The stress is really starting to affect me... stress from the unemployment debacle, infuriating circumstances with withheld wages and state investigations of past employers, not having an income for the first time in 8 years. I have found a way to push the stress out of my mind, and honestly thought that I was in "a good place" emotionally with everything, until the nausea arrived that didn't leave for three weeks. Then the nausea started attacking my chest, my lungs, and I realized that it's a large daily dose of acid reflux. My voice started to squeak from the internal chaos-- to break and crack, and talking made me feel more nauseous. Then my body said ENOUGH, J.Lo style in a martial arts outfit, and retaliated with a truly painful sinus infection.

It was enough to knock me on my ass for a few days, to keep me curled up on the couch unable to go too long without pushing a hand or a blanket or a bag of frozen peas over my throbbing sinus cavities or my aching neck. It's pathetic enough to make me feel like a put-upon Glass child, a Salinger story he wouldn't want to publish. It's making me really sit still, and examine what needs to happen. I'm hopeful, I'm scared, I'm new to this, but I'm in a hurry. My confidence has been run over by a herd of reindeer wearing lead boots; I've planted seeds for a new confidence that has no other choice but to bloom in the spring.
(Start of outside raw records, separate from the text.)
Issue #570, opened 2026-04-13
mb_trim() breaks PHPStan since v1.34.0


eexit:
Hello,

I just upgraded from v1.33.0 to v1.34.0 and my PHPStan breaks on `mb_trim()` return value:

```php
\PHPStan\dumpType(mb_trim('foo'));
// Dumped type: mixed
```

It should be `string` and not `mixed`. This is related to https://github.com/symfony/polyfill/pull/501.

--- 

```
PHP 8.3.30 (cli) (built: Jan 30 2026 01:25:40) (NTS)
Copyright (c) The PHP Group
Zend Engine v4.3.30, Copyright (c) Zend Technologies
    with Zend OPcache v8.3.30, Copyright (c), by Zend Technologies
    with Xdebug v3.5.1, Copyright (c) 2002-2026, by Derick Rethans
```

Thanks!

eexit:
Hello, any update on this?

Thanks!

mitelg:
hey @nicolas-grekas 

imo, this is not fixed correctly. In https://github.com/symfony/polyfill/pull/592 you added `string|false` as return type. 
But why returning `false`? I see that in the polyfill implementations in some cases `false` could be returned. But this contradicts to the original functions, which only return `string`.

nicolas-grekas:
Ah right, false can be returned but only on legacy version.

mitelg:
are you going to fix it or should I open a separate issue for this? 🙂

nicolas-grekas:
See #619 - please confirm before I merge if possible.

mitelg:
I will have a look 👍 thanks for the PR

eexit:
Thanks @nicolas-grekas & @mitelg!

PR #619, opened 2026-05-26
[Mbstring][Php83][Php84] Isolate PHP 7 mb_* declarations into bootstrap72.php

nicolas-grekas:
The new mb_* polyfills (`mb_str_pad`, `mb_ucfirst`, `mb_lcfirst`, `mb_trim`, `mb_ltrim`, `mb_rtrim`) trigger a warning and return `false` on PHP 7 in case of invalid encoding, to avoid requiring polyfill-php80 transitively for the `\ValueError` class (see #501). Their `@return string|false` annotation reflects this, which contradicts the native PHP 8.4 contract and confuses static analysis on PHP 8+.

This PR moves the PHP 7 declarations into a new `bootstrap72.php` file so the falsy return is physically scoped to PHP 7, while `bootstrap.php` declares the PHP 8+ variants with `: string` typed return matching the native contract.

For Php83 and Php84, `bootstrap80.php` is merged into `bootstrap.php` since those files only use PHP 7.2-compatible syntax. Mbstring keeps its `bootstrap80.php` because it uses PHP 8 union types like `array|string|null`.

Addresses https://github.com/symfony/polyfill/issues/570#issuecomment-4542262721


mitelg:
hey @nicolas-grekas 

I tested your changes and the PHPStan issues with the return type are gone for our supported PHP versions :+1:

Issue #512, opened 2024-12-21
mb_str_pad polyfill tests are failing for UTF-32 on PHP 8


stof:
See CI runs for those failures.

Apparently, the pad string used in `paddingEncodingProvider` for UTF-32 is now considered invalid by `iconv`. It triggers a notice `iconv_strlen(): Detected an illegal character in input string`, which then returns `false` for the length

PR #622, opened 2026-05-27
[Mbstring][Php3] Fix issues with mb_str_pad()

GPHemsley:
This PR does three things related to `mb_str_pad()`:
- It fixes another issue hidden by the TestListener (mentioned in #613 and seen during development of #619) where `ValueError` was being thrown on PHP 7 in the `Php83` version of `mb_str_pad()` instead of triggering the warning like is done in other mbstring situations, including the `Mbstring` implementation of `mb_str_pad()`.
- It rearranges the order of argument checks in both the `Php83` and `Mbstring` to match native PHP calls, and adds tests to back that up.
- It removes the skipping of UTF-32 checks in `MbstringTest`. #512 reported in 2024 that CI tests were failing on PHP 8 because of UTF-32, but I'm not seeing any evidence of that now (though #435 mentioned in 2023 that PHP 7.2 had issues with UTF-32 when mbstring was missing).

Change... I need so much more life experience to gracefully and effortlessly deal with change. It's still clunky for me to maneuver between dramatically different lifestyles... I still make mistakes when trying to negotiate change. It's frustrating, especially because the only way to get more experience is to have even more life-altering changes come along. I'm doing my best.

It's not easy when your feeling of 'center' changes... I'm off-center, and everything from my dreams to my routine has changed. Instead of starting the day at 8am pouring a cup of coffee and talking to Robin while ice melts off the tops of my boots, I start the day alone in my apartment, staring at the cursor on my laptop, wondering if I could trick myself into leaving my silent home for an hour or two. I feel so relieved to not be in a situation that was causing me extreme frustration and sadness, and so freaked out to be staring at a blank page. It's like leaving college all over again, staring at the commencement speakers with a pounding heart and puffy bags under my eyes, slowly realizing that there was no more syllabus in my life. There was no more built-in social network. Just me.

It's my job to find the means and the luck required to turn this new year into a new adventure. With meaning and substance, with gravity and a center. With love, and always, above everything else, with squalor.